WORK INSTRUCTIONS
Go through the entries below, tally each line with the string "implementation", and give the final number by itself.

EXERCISE MATERIALS
PR #3286, opened 2020-03-28
httpRoutes constructor for AutoSlash middleware

voidcontext:
This PR is part of #2402.

I am opening this PR to start some discussions about the solution, although tests are passing (after 7-8 rerun of the github actions) but I am not sure about the implementation and the value of the feature.

Please see comments below.

### DIFF
--- a/server/src/main/scala/org/http4s/server/middleware/AutoSlash.scala
+++ b/server/src/main/scala/org/http4s/server/middleware/AutoSlash.scala
@@ -2,7 +2,7 @@ package org.http4s
 package server
 package middleware
 
-import cats.{Functor, MonoidK}
+import cats.{Functor, Monad, MonoidK}
 import cats.data.Kleisli
 import cats.implicits._
 
@@ -29,4 +29,10 @@ object AutoSlash {
       }
     }
   }
+
+  def httpRoutes[F[_]: Monad](httpRoutes: HttpRoutes[F]): HttpRoutes[F] =
+    apply(httpRoutes)
+
+  def httpApp[F[_]: MonoidK: Functor](httpApp: HttpApp[F]): HttpApp[F] =
+    apply(httpApp)
 }
--- a/server/src/main/scala/org/http4s/server/middleware/AutoSlash.scala
+++ b/server/src/main/scala/org/http4s/server/middleware/AutoSlash.scala
@@ -32,7 +32,4 @@ object AutoSlash {
 
   def httpRoutes[F[_]: Monad](httpRoutes: HttpRoutes[F]): HttpRoutes[F] =
     apply(httpRoutes)
-
-  def httpApp[F[_]: MonoidK: Functor](httpApp: HttpApp[F]): HttpApp[F] =
-    apply(httpApp)
 }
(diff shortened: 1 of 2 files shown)


server/src/main/scala/org/http4s/server/middleware/AutoSlash.scala
```diff
@@ -29,4 +29,10 @@ object AutoSlash {
       }
     }
   }
+
+  def httpRoutes[F[_]: Monad](httpRoutes: HttpRoutes[F]): HttpRoutes[F] =
+    apply(httpRoutes)
+
+  def httpApp[F[_]: MonoidK: Functor](httpApp: HttpApp[F]): HttpApp[F] =
```
voidcontext: I am not sure how valuable this constructor is, given the fact that `F` still should have a `MonoidK` instance and in this case `F` is usually `IO` which  - at least as far as I know - doesn't have that.

server/src/test/scala/org/http4s/server/middleware/AutoSlashSpec.scala
```diff
@@ -53,5 +55,26 @@ class AutoSlashSpec extends Http4sSpec with Http4sLegacyMatchersIO {
...
+      val req = Request[IO](uri = uri("/ping/"))
+      val httpApp: HttpApp[IO] = HttpApp { r =>
+        import org.http4s.dsl.io._
+        if (r.pathInfo == "/ping") Ok()
+        else throw new Exception("Cannot handle request!")
+      }
+
+      implicit val invalidMonoidKIO: MonoidK[IO] = new MonoidK[IO] {
+        def combineK[A](x: IO[A], y: IO[A]): IO[A] = IO.ioSemigroupK.combineK[A](x, y)
+        override def empty[A]: IO[A] = IO.raiseError(new Exception("error"))
```
voidcontext: This `MonoidK[IO]` instance doesn't feel to be right, it serves the purpose of the test, but I don't think it's correct.

server/src/main/scala/org/http4s/server/middleware/AutoSlash.scala
hamnis: Agreed. this constructor is not useful

rossabaker: Does it need to be a `MonoidK`, or just a `SemigroupK`?  `IO` has one of those (as seen below), though whether it's useful is still dubious.  "Try again with the slash if I raise an error," that would say.

server/src/test/scala/org/http4s/server/middleware/AutoSlashSpec.scala
rossabaker: `Future.filter` implies something like this (it throws a `NoSuchElementException`), but I think is a wart in the standard library.  Requiring something like this is a great indication that what we're testing is not right.

server/src/main/scala/org/http4s/server/middleware/AutoSlash.scala
rossabaker: Oh, I see the `F.empty` in `apply` now.  Yeah, I think we remove this, keep `httpRoutes`, and declare victory.

rossabaker:
Sorry this one slipped through the cracks for a while.  0.20 is about to be EOL.  If we hurry, we can put it there.  Otherwise, it can be introduced in 0.21.

server/src/main/scala/org/http4s/server/middleware/AutoSlash.scala
voidcontext: Ok, I'll update this PR asap.

voidcontext:
And sorry for the delay on my side as well. The `httpApp` constructor has beeen removed.

rossabaker:
Backported onto series/0.21.

PR #3291, opened 2020-04-01
Remove type parameter from `org.http4s.server.Server`

satorg:
From `server/src/main/scala/org/http4s/server/Server.scala`:
```
abstract class Server[F[_]] {
  ...
}
```
As per [conversation](https://gitter.im/http4s/http4s-dev?at=5e7ffe79426d5b06bf92c340) with @rossabaker, this type parameter looks like a legacy and isn't actually used anymore.

### DIFF
--- a/blaze-server/src/main/scala/org/http4s/server/blaze/BlazeBuilder.scala
+++ b/blaze-server/src/main/scala/org/http4s/server/blaze/BlazeBuilder.scala
@@ -162,7 +162,7 @@ class BlazeBuilder[F[_]](
   def withBanner(banner: immutable.Seq[String]): Self =
     copy(banner = banner)
 
-  def resource: Resource[F, Server[F]] = {
+  def resource: Resource[F, Server] = {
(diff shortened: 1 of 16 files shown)


satorg:
BTW, the following tests are failing on my local machine even without my changes:
* org.http4s.client.jetty.JettyClientSpec
* org.http4s.client.okhttp.OkHttpClientSpec

rossabaker:
Hmm, it's much more common for tests to fail on CI than locally.  If you paste the errors, I might be able to make a suggestion.

That said, this is almost there.  We just need to clean up the reference in the tut.  [Link to error](https://github.com/http4s/http4s/pull/3291/checks?check_run_id=551250403#step:8:281).

satorg:
Fixed. It seems it is fine now)

satorg:
@rossabaker:
> Hmm, it's much more common for tests to fail on CI than locally. If you paste the errors, I might be able to make a suggestion.

I have created a PR (#3294) which describes the issue and suggests a fix for it:
Could you take a look please?

PR #3303, opened 2020-04-04
Add caching mechanism for the date header value

jordiolivares:
I was upgrading the http4s code in the Techempower Benchmark and got curious to see where some of the bottlenecks are.

One of them was the fact that the HTTP Date header is always calculated and rendered for each request. This means that if you receive a lot of requests in a second each time you're going to render the Date header.

To solve this, this PR adds a simple caching mechanism that only renders the date header once in a given second, reusing the same value for all subsequent requests in that same moment.

### DIFF
--- a/blaze-core/src/main/scala/org/http4s/blazecore/Http1Stage.scala
+++ b/blaze-core/src/main/scala/org/http4s/blazecore/Http1Stage.scala
@@ -7,13 +7,15 @@ import fs2._
 import fs2.Stream._
 import java.nio.ByteBuffer
 import java.time.Instant
+
 import org.http4s.blaze.http.parser.BaseExceptions.ParserException
 import org.http4s.blaze.pipeline.{Command, TailStage}
 import org.http4s.blaze.util.BufferTools
 import org.http4s.blaze.util.BufferTools.emptyBuffer
 import org.http4s.blazecore.util._
 import org.http4s.headers._
-import org.http4s.util.{StringWriter, Writer}
+import org.http4s.util.{Renderer, StringWriter, Writer}
+
 import scala.concurrent.{ExecutionContext, Future}
 import scala.util.{Failure, Success}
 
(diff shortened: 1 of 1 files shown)


jordiolivares:
Yes, I tested the improvement with a JMH benchmark and obtained these results:

```
[info] Benchmark                              Mode  Cnt        Score        Error  Units
[info] Http4sDateFormatting.http4sWay        thrpt    3  1769821.455 ±   6346.432  ops/s
[info] Http4sDateFormatting.simplyCachedWay  thrpt    3  8865904.658 ± 459379.561  ops/s
```

The benchmark code was this short snippet:

```
@State(Scope.Thread)
class Http4sDateFormatting {
  @Benchmark
  def http4sWay(): Unit = {
    val rr = new StringWriter(512)
    rr << Date.name << ": " << Instant.now << "\r\n"
  }

  val SimplyCachedRenderer: Renderer[Instant] =
    new Renderer[Instant] {
      private val dateFormat =
        DateTimeFormatter
          .ofPattern("EEE, dd MMM yyyy HH:mm:ss zzz")
          .withLocale(Locale.US)
          .withZone(ZoneId.of("GMT"))

      var cachedString: String = dateFormat.format(Instant.now())
      var currentTime: Long = Instant.now().getEpochSecond

      def format(instant: Instant): String = {
        if (instant.getEpochSecond != currentTime) {
          currentTime = instant.getEpochSecond
          cachedString = dateFormat.format(instant)
        }
        cachedString
      }

      override def render(writer: Writer, t: Instant): writer.type =
        writer << format(t)
    }

  @Benchmark
  def simplyCachedWay(): Unit = {
    val rr = new StringWriter(512)
    rr << Date.name << ": "
    rr.<<(Instant.now)(SimplyCachedRenderer)
    rr << "\r\n"
  }
}
```

rossabaker:
Cherry-picked for release into 0.21.x.

Issue #1863, opened 2018-05-15
New method for WebSocketBuilder taking Pipe[F, WebSocketFrame, WebSocketFrame]


asoltysik:
What's your opinion about another build method that looks like this:
``` scala
 def build(
        pipe: Pipe[F, WebSocketFrame, WebSocketFrame]
        headers: Headers = Headers.empty,
        onNonWebSocketRequest: F[Response[F]] =
          Response[F](Status.NotImplemented).withEntity("This is a WebSocket route.").pure[F],
        onHandshakeFailure: F[Response[F]] = Response[F](Status.BadRequest)
          .withEntity("WebSocket handshake failed.").pure[F])
```

Similarly how it's done in akka-http. I believe it is enough for many use cases of websockets, can simplify the code and it's easier to reason about for these use cases.

rossabaker:
As an additional builder or as the only builder?

What does it mean?  The input to the pipe are received frames and the output is sent frames?

SystemFw:
I'm actually thinking that a model based on a Pipe might be cleaner than what we have now, here's a small snippet discussing translating back and forth between the two:
```scala
case class Builder(pipe: Pipe[F, Frame, Frame])
case class Split(in: Sink[F, Frame], out: Stream[F, Frame])

def splitToBuilder(s: Split) = Builder(input =>  s.out.concurrently(input.to(s.in))
```
```scala
case class Builder(in: Sink[F, Frame], out: Stream[F, Frame])
case class Piped(pipe: Pipe[F, Frame, Frame])

def pipedToBuilder(p: Piped): F[Builder] = 
needs to create the queue, and also quite possibly wrap everything in Option to use `unNoneTerminate`, 
without it you get race conditions like the one in Chris example that requires `sleep`
```

jmcardon:
p.s I am :+1: on this, in that reacting to messages is often what you want

rossabaker:
This exists now.

PR #3325, opened 2020-04-14
Implement WebSocket stream with a single send-receive pipe

Q69K:
This kind of API is much more easy to use and it is kinda superset of old API - as you see I can implement old API via new, but it's very hard to do new API with an old one.
Related to http4s/http4s#1863

### DIFF
--- a/core/src/main/scala/org/http4s/websocket/WebSocket.scala
+++ b/core/src/main/scala/org/http4s/websocket/WebSocket.scala
@@ -8,14 +8,17 @@ package org.http4s.websocket
 
 import fs2._
 
-private[http4s] final case class WebSocket[F[_]](
+private[http4s] sealed trait WebSocket[F[_]] {
+  def onClose: F[Unit]
+}
+
+private[http4s] final case class WebSocketSeparatePipe[F[_]](
     send: Stream[F, WebSocketFrame],
     receive: Pipe[F, WebSocketFrame, Unit],
     onClose: F[Unit]
-) {
-  @deprecated("Parameter has been renamed to `send`", "0.18.0-M7")
-  def read: Stream[F, WebSocketFrame] = send
+) extends WebSocket[F]
 
-  @deprecated("Parameter has been renamed to `receive`", "0.18.0-M7")
-  def write: Pipe[F, WebSocketFrame, Unit] = receive
-}
+private[http4s] final case class WebSocketCombinedPipe[F[_]](
+    receiveSend: Pipe[F, WebSocketFrame, WebSocketFrame],
+    onClose: F[Unit]
+) extends WebSocket[F]
--- a/server/src/main/scala/org/http4s/server/websocket/WebSocketBuilder.scala
+++ b/server/src/main/scala/org/http4s/server/websocket/WebSocketBuilder.scala
@@ -9,83 +9,128 @@ package org.http4s.server.websocket
 import cats.Applicative
 import cats.implicits._
 import fs2.{Pipe, Stream}
-import org.http4s.websocket.{WebSocket, WebSocketContext, WebSocketFrame}
+import org.http4s.websocket.{
+  WebSocket,
+  WebSocketCombinedPipe,
+  WebSocketContext,
+  WebSocketFrame,
+  WebSocketSeparatePipe
+}
 import org.http4s.{Headers, Response, Status}
 
 /**
   * Build a response which will accept an HTTP websocket upgrade request and initiate a websocket connection using the
   * supplied exchange to process and respond to websocket messages.
-  * @param send     The send side of the Exchange represents the outgoing stream of messages that should be sent to the client
-  * @param receive  The receive side of the Exchange is a sink to which the framework will push the incoming websocket messages
-  *                 Once both streams have terminated, the server will initiate a close of the websocket connection.
-  *                 As defined in the websocket specification, this means the server
-  *                 will send a CloseFrame to the client and wait for a CloseFrame in response before closing the
-  *                 connection, this ensures that no messages are lost in flight. The server will shutdown the
-  *                 connection when it receives the `CloseFrame` message back from the client. The connection will also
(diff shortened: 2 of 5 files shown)


Q69K:
look like you have unstable test :((

rossabaker:
Yes, the test failure should be addressed by #3338.

core/src/main/scala/org/http4s/websocket/WebSocket.scala
```diff
@@ -1,15 +1,23 @@
...
     receive: Pipe[F, WebSocketFrame, Unit],
     onClose: F[Unit]
-) {
-  @deprecated("Parameter has been renamed to `send`", "0.18.0-M7")
-  def read: Stream[F, WebSocketFrame] = send
-
-  @deprecated("Parameter has been renamed to `receive`", "0.18.0-M7")
-  def write: Pipe[F, WebSocketFrame, Unit] = receive
+) extends WebSocket[F] {
+  override def receiveSend: Pipe[F, WebSocketFrame, WebSocketFrame] =
```
rossabaker, line 16: It seems like we could duplicate less of the builder functions by doing this in `build`, and then call `buildWithSinglePipe`?

server/src/main/scala/org/http4s/server/websocket/WebSocketBuilder.scala
```diff
@@ -52,22 +88,25 @@ object WebSocketBuilder {
...
+            WebSocketContext(
+              WebSocketSeparatePipe(send, finalReceive, onClose),
+              headers,
+              onHandshakeFailure))
         )
     }
   }
 
-  def apply[F[_]: Applicative]: Builder[F] = new Builder[F]
+  def apply[F[_]: Concurrent]: Builder[F] = new Builder[F]
```
rossabaker, line 109: This is probably the most controversial change.  It's why this will be a binary-breaking change, even though `F` will almost always be `Concurrent` in practice.

I think we should either upgrade the constraint on the constructor to `Concurrent`, or move the `Applicative` constraint to `buildWithSinglePipe`, the way it is on `build`.  Our builders do more of the former, though I've never convinced myself one style is superior to the other.

core/src/main/scala/org/http4s/websocket/WebSocket.scala
```diff
@@ -1,15 +1,23 @@
 package org.http4s.websocket
 
+import cats.effect.Concurrent
 import fs2._
 
-private[http4s] final case class WebSocket[F[_]](
+sealed trait WebSocket[F[_]] {
```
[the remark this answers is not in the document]
Q69K: oh, not really, will fix that

Q69K:
@rossabaker thanks for the review, will take a look in the upcoming weekend

server/src/main/scala/org/http4s/server/websocket/WebSocketBuilder.scala
Q69K: I eliminated dependency on `Concurrent` by moving `concurrently` construction back to `Http4sWSStage`

core/src/main/scala/org/http4s/websocket/WebSocket.scala
Q69K: Made something of a currying with overloaded pair of `build` methods

Q69K:
For the rationale of the convenience of such construction, I want to bring my one example.

> A pretty simple message exchange
> So a client connects to a websocket server selects a room and then receives/sends messages.

New solution:
It's very simple to build a single pipe `Pipe[F, WebSocketFrame, WebSocketFrame]` that is just a `flatMap`/`mapEval` over incoming messages.
I also can imagine any other actor-like definition of a websocket handler will naturally fit a single pipe.

Current solution:
And for now I have to define two pipes and somehow bind them with some kind of queue or other concurrent stuff. I really found this task too difficult for me and decided to build this PR.

P.S. A little design note
Before, it was two pipes `send` and `receive`, and they were just combined with `concurrently` inside of `Http4sWSStage` to a single pipe - this seems a decision that is delayed from implementation from now.

core/src/main/scala/org/http4s/websocket/WebSocket.scala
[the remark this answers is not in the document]
Q69K: fixed)

amesgen:
@Q69K I find your motivation very compelling, it is the reason why we also did not use the "send pipe, receive stream" model in [http4s-jdk-http-client's websocket interface](https://jdk-http-client.http4s.org/stable/index.html#websocket-client).

In http4s-jdk-http-client, we used a connection model, e.g. you can open a connection via `WSRequest => Resource[F, WSConnection]` and then interact with the [`WSConnection`](https://www.javadoc.io/static/org.http4s/http4s-jdk-http-client_2.12/0.3.0/org/http4s/client/jdkhttpclient/WSConnection.html). This is very similar to the [TCP interface in fs2](https://oss.sonatype.org/service/local/repositories/releases/archive/co/fs2/fs2-io_2.12/2.2.1/fs2-io_2.12-2.2.1-javadoc.jar/!/fs2/io/tcp/index.html). Both the current WS interface in http4s and your proposed model can be implemented on top of it.

I think this PR is a nice simplification for common WS interactions; I just wanted to mention this, as in the future (in particular when we move a websocket client abstraction to http4s-core), it would be nice to have a shared base abstraction for both client and server. But this would/will require some refactoring either way, so I think it is fine to introduce a new abstraction for now.

rossabaker:
Needs a scalafmt.

@amesgen, do you still like the direction here?  I think you're our resident WebSocket expert.

amesgen:
I think this is a nice goody. I think it would be a good fit for `BlazeWebSocketExample.scala`, can you update it to use your new WS builder? @Q69K @klpx

The implementation looks fine, and I don't have that much time right now for working on a unified WS client + server interface, so this PR should be good to go then.

Q69K:
@amesgen updated the example. Now looks much better, thanks for the suggestion ;-)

ANSWER TO THE PROBLEM
3